But unfortunately this doesn't seem to have prevented the jail's screencapture tool from seeing the other windows on host.  (I was using KDE's, `spectacle`)

So... yeah... anyone know of a way to prevent this?


----------



## eldaemon (Sep 15, 2020)

X11 security is a mess. I use Xephyr and lock down the X11 socket files to the relevant users they are in.

It's a little painful copying/pasting, but the only bulletproof method I've found short of VMs.


----------



## olli@ (Sep 15, 2020)

If you just want to shovel data from one IP/port to another IP/port (whether it’s a jail or another host) and don’t care about encryption and authentication, you can also use “netcat” (nc) instead of telnet. It is probably more efficient for this kind of things and has more options, and it’s also easier to use within shell scripts. See the nc(1) manual page for details.


----------



## olli@ (Sep 15, 2020)

Regarding the X11 access … Unfortunately, X11 has no per-window security or access controls. Basically, if some application can access the X server, it can access _everything_ else that’s connected to the same X server. There’s little you can do about that. It doesn’t make a significant difference if you forward a TCP port from the jail or share the local X11-unix socket (the latter is much more efficient, of course, especially for things that use hardware acceleration, like playing video or 3D stuff).

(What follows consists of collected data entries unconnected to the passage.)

PR #1537, opened 2026-02-05
fix: trim activation header to avoid YAML formatting issues in kilo installer

### LINKED ISSUE #1503: 🐞 Bug Report: BMAD workflows / commands not working in Kilo Code IDE
Hi BMAD team,

I’m experiencing an issue using **BMAD Method** with the **Kilo Code IDE (kilo.ai)**.

While the **modes** (e.g. `Analyst`, `Architect`, `Dev`, etc.) load and work correctly (through the mode switcher and the /[mode-name] command) **none of the BMAD workflows or / commands seem to function** inside Kilo Code. Unfortunately not even the /bmad-help command works!

This makes it impossible to use BMAD as intended beyond switching modes.

---

### ✅ Expected Behavior
- BMAD workflows and commands should be recognized and executable in the IDE, similar to supported environments.
- Commands such as workflows or other BMAD actions should trigger the expected behavior.

---

### ❌ Actual Behavior
- Only the BMAD modes (Analyst, Architect, Dev, etc.) work.
- Workflows and commands are ignored or not recognized.
- No visible error message is shown in the IDE.

---

### 🧪 Environment
- **IDE:** Kilo Code (kilo.ai)
- **Kilo Version:** 5.2.2
- **BMAD Version:** 6.0.0 Beta 4
- **OS:** Windows 10 Enterprise

---

### ℹ️ Additional Notes
- This might be related to how Kilo Code handles command parsing, slash commands, or workflow definitions.
- If Kilo Code requires specific configuration steps for BMAD compatibility, documentation or guidance would be appreciated.

Thanks for your work on BMAD!

Image

Image

dracic:
Resolves #1503


dracic:
image

Missed that...

dracic:
I'm going to add kilo workflows too. Currently:

  - kilo.js only handles agents → creates custom modes in .kilocodemodes
  - No workflow support is implemented

dracic:
image

dracic:
image

bmadcode:
if kilo uses commands now and not that kilomodes file we probably do not need this separate kilo file? Will merge for now to fix the issue, but we should refactor this file away soon

dracic:
@bmadcode it uses both. .kilocodemodes for custom modes (dev, sm etc) and workflows for slash commands in chat window. Skills are here too, but knowing how huge and detailed the prompt is for each of the default modes in Cline-based tools, and as long as that remains the case, I don't think it's a good idea to remove custom modes. At least one "bmad" custom mode.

There are several ways to separate the jail’s X11 apps from the rest, but all of them come with a performance penalty. For example, you can run a VNC X server inside the jail, and then connect to it from the host’s X server with a VNC viewer. The jail’s X11 apps run inside the VNC X server and are unable to access the host’s X server. I’ve done this before, it actually works fairly well with most apps like terminals, web browsers, email clients and things like that, but video playback won’t work well. See Xvnc(1), vncserver(1) and vncviewer(1); these are from the net/tightvnc package.

Another option is to use Xnest(1) (from x11-servers/xorg-nestserver). This is an X server within an X server. You can give the jail access to the nested X server which runs inside a window within the host’s X server. In principle this is similar to the VNC solution above, and has similar restrictions. Under certain circumstances it works better because it uses the native X protocol instead of the VNC protocol. This is especially true when both servers run on the same machine, i.e. no external network connection involved.


----------



## BawdyAnarchist (Sep 15, 2020)

olli@ said:


> Regarding the X11 access … Unfortunately, X11 has no per-window security or access controls. Basically, if some application can access the X server, it can access _everything_ else that’s connected to the same X server. There’s little you can do about that. It doesn’t make a significant difference if you forward a TCP port from the jail or share the local X11-unix socket (the latter is much more efficient, of course, especially for things that use hardware acceleration, like playing video or 3D stuff).
> 
> There are several ways to separate the jail’s X11 apps from the rest, but all of them come with a performance penalty. For example, you can run a VNC X server inside the jail, and then connect to it from the host’s X server with a VNC viewer. The jail’s X11 apps run inside the VNC X server and are unable to access the host’s X server. I’ve done this before, it actually works fairly well with most apps like terminals, web browsers, email clients and things like that, but video playback won’t work well. See Xvnc(1), vncserver(1) and vncviewer(1); these are from the net/tightvnc package.
> 
> Another option is to use Xnest(1) (from x11-servers/xorg-nestserver). This is an X server within an X server. You can give the jail access to the nested X server which runs inside a window within the host’s X server. In principle this is similar to the VNC solution above, and has similar restrictions. Under certain circumstances it works better because it uses the native X protocol instead of the VNC protocol. This is especially true when both servers run on the same machine, i.e. no external network connection involved.



Thanks alot for the detailed response.  That kind of info is exactly what I've been searching for a few weeks now.  I might give Xnest a try.  Until then, I suppose I'll just be careful about which X apps and jails I'm running if handling sensitive data.  Thanks again.


----------